Intérim au Gouvernement: en plus de ses nombreux portefeuilles ministériels, Henri Claude Oyima va assurer l’intérim de Barro Chambrier et Laurence Ndong 

Un seul homme pour tout faire, Oyima au coeur des critiques et plus ministre que jamais ©Montage Dépêches 241

Libreville, le 15 novembre 2025-(Dépêches 241). Hier soir, la Secrétaire Générale de la Présidence de la République, Murielle Minkoue a rendu public le communiqué déterminant les membres du Gouvernement qui vont assurer l’intérim de leurs collègues récemment élus à l’Assemblée Nationale, à la faveur de la dernière élection législative. Le moins que l’on constate c’est l’alourdissement des charges de Henri Claude Oyima. Déjà détenteur de plusieurs portefeuilles ministériels, le natif de Ngouoni assurera également l’intérim d’Alexandre Barro Chambrier, Vice-président de la République du Gouvernement et de Laurence Ndong, Ministre de la Mer, de la Pêche et de l’Économie Bleue.

Déjà Ministre d’État, Ministre de l’Économie, des Finances, de la Dette et des Participations, chargé de la Lutte contre la Vie Chère et Président Directeur Général (PDG) de la BGFI Holding, Henri Claude Oyima voit ses charges s’alourdir un peu plus.

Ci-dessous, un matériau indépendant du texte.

Issue #569, opened 2017-06-20
pubsub.publish mangles binary buffers


vith:
I was trying to send a CBOR serialized object through the pubsub API and found that the bytes were not being round tripped intact. This is because the Buffer passes through a querystring on its way to the go-ipfs instance, and the qs library being used does not handle a binary buffer safely in this function: https://github.com/ljharb/qs/blob/v6.4.0/lib/utils.js#L88

I have a patch for js-ipfs-api that uses qs.stringify's encoder option to override the encoding of Buffer objects, escaping every byte that isn't an rfc3986 unreserved character without further mutations. I'll submit it as a PR shortly in case it's the desired solution. I'm not familiar enough with this library/spec to say, but maybe the buffer should just be sent in the request body instead of in a query string parameter.

vith:
Fixed in https://github.com/ipfs/js-ipfs-api/releases/tag/v14.0.4

PR #570, opened 2017-06-21
fix: don't let qs mangle binary buffers (#569)

vith:
I will be making a PR against interface-ipfs-core to add a test for the scenario that failed without this

### DIFF
--- a/src/request-api.js
+++ b/src/request-api.js
@@ -1,6 +1,7 @@
 'use strict'
 
 const Qs = require('qs')
+const qsDefaultEncoder = require('qs/lib/utils').encode
 const isNode = require('detect-node')
 const ndjson = require('ndjson')
 const pump = require('pump')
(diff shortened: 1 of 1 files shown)


vith:
CI appears to fail because of an npm@5 bug. `webcrypto-shim` isn't being installed during `npm install`. I had the same problem locally.

You can either use npm@4 or delete `package-lock.json` before running `npm install`.

I believe it's the same bug as reported here https://github.com/npm/npm/issues/16902

diasdavid:
Just removed package-lock.json from master. It is still not ready for prime time.

atfornes:
the  `webcrypto-shim` issue is due to the unmet `chai` dependency that [this comment](https://github.com/ipfs/js-ipfs-api/commit/01e48cbe46af4e07ad34a0c6cebcc4a135ba1dfd#commitcomment-22511615) explains.

The output of th command `npm list webcrypto-shim` shows that the reason is because version discrepancies for chai:
```
ipfs-api@14.0.3 /home/antonio/Desarrollo/Projects/js-ipfs-api
├── UNMET PEER DEPENDENCY chai@4.0.2
└─┬ peer-id@0.8.7
  └─┬ libp2p-crypto@0.8.8
    └── webcrypto-shim@0.1.1  (git://github.com/dignifiedquire/webcrypto-shim.git#effe03d3401ccbfb4837191bc393bb347e0c0f0a)

npm ERR! peer dep missing: chai@<1.10.0 || >1.10.0 <4, required by dirty-chai@1.2.2

```

atfornes:
the `webcrypto-shim` issue should be fixed by commit https://github.com/ipfs/js-ipfs-api/commit/195b1e5fdb1e4566cdcc824ed43c40b8d7d28b64, which updates `dirty-chai`.

vith:
@atfornes I'm not sure they're related. I can still get the same problem just by doing `npm install && rm node_modules -rf && npm install` even after that commit. The first time it works but creates a `package-lock.json`; the second time it fails to install `webcrypto-shim`.

Then karma tests fail as expected with `Error: Uncaught Error: Cannot find module "webcrypto-shim" (webpack:///~/libp2p-crypto/src/crypto/webcrypto-browser.js?431a**************:8:0 <- test/repo.spec.js:6639)`

atfornes:
@vith, `chai` and `dirty-chai` are development dependencies. Could you try to `npm install --dev` and let us know if that fixes the issue?

vith:
npm installs dev dependencies by default (unless you pass --prod or similar). also:

```
npm WARN install Usage of the `--dev` option is deprecated. Use `--only=dev` instead.
```
Here is an isolated way to reproduce what I'm describing:

`docker run node:8.1.2 bash -c "git clone https://github.com/ipfs/js-ipfs-api && cd js-ipfs-api && npm install --dev && echo 'first check' && stat ./node_modules/webcrypto-shim && rm node_modules -rf && npm install --dev && echo 'second check' && stat ./node_modules/webcrypto-shim"`

In the middle you can see
```
first check
  File: './node_modules/webcrypto-shim'
  Size: 131       	Blocks: 0          IO Block: 4096   directory
Device: fe01h/65025d	Inode: 8457230     Links: 3
Access: (0755/drwxr-xr-x)  Uid: (    0/    root)   Gid: (    0/    root)
Access: 2017-06-21 19:47:22.517319430 +0000
Modify: 2017-06-21 19:47:22.575317097 +0000
Change: 2017-06-21 19:47:22.575317097 +0000
 Birth: -
```

After ~2m22s it will end with

```
second check
stat: cannot stat './node_modules/webcrypto-shim': No such file or directory
```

En effet, lors d’un court communiqué lu par Murielle Minkoue, Secrétaire Générale de la Présidence de la République, le banquier s’est vu attribuer la mission d’assurer l’intérim de deux de ses collègues récemment élus à l’Assemblée Nationale.

« Par décret du Président de la République, Chef de l’État, Chef du Gouvernement, en date du 14 novembre 2025, l’intérim des membres du Gouvernement ayant présenté leur démission ce jour est assuré selon les indications ci-dessous. Monsieur Henri Claude Oyima, Ministre d’État, Ministre de l’Économie, des Finances, de la Dette et des Participations, chargé de la Lutte contre la Vie Chère assure l’intérim de Monsieur Hugues Alexandre Barro Chambrier précédemment Vice-président du Gouvernement. Madame Laurence Mengue Me Nzogue, Épouse Ndong précédemment Ministre de la Mer, de la Pêche et de l’Économie Bleue », a précisé Murielle Minkoue. 

Un élargissement des charges qui ne manque pas de soulever des questions sur l’efficacité du service public durant cette période, au regard de l’accumulation des postes déjà fortement reprochée au patron de BGFI. Plusieurs observateurs estiment qu’un tel cumul, rarement observé dans les États modernes, risque de fragiliser les mécanismes de contrôle interne et de réduire la capacité de contre-pouvoir au sein même de l’exécutif. Comment un ministre déjà au cœur des finances publiques peut-il garantir un suivi rigoureux de dossiers aussi vastes que la dette, la lutte contre la vie chère, la mer ou la pêche, tout en assurant simultanément deux intérims majeurs ?

De plus, confier encore davantage de responsabilités à une figure déjà au centre de nombreux débats sur la gouvernance économique soulève des inquiétudes sur la lisibilité de l’action publique. Pour plusieurs analystes, l’État semble s’exposer au risque d’un déséquilibre administratif où l’efficacité dépendrait d’un seul acteur, créant une vulnérabilité en cas de crise ou de défaillance. Une organisation institutionnelle construite autour de charges aussi concentrées ne peut que remettre en question la capacité du gouvernement à offrir un service public fluide et performant.

Un élargissement des charges qui ne manque donc pas de soulever des questions sur l’efficacité du service public durant cette période, au regard de l’accumulation de postes déjà fortement reprochée au patron de BGFI. Reste désormais à savoir combien de temps va durer cet intérim, afin de ne point durablement ralentir le fonctionnement régulier de l’État.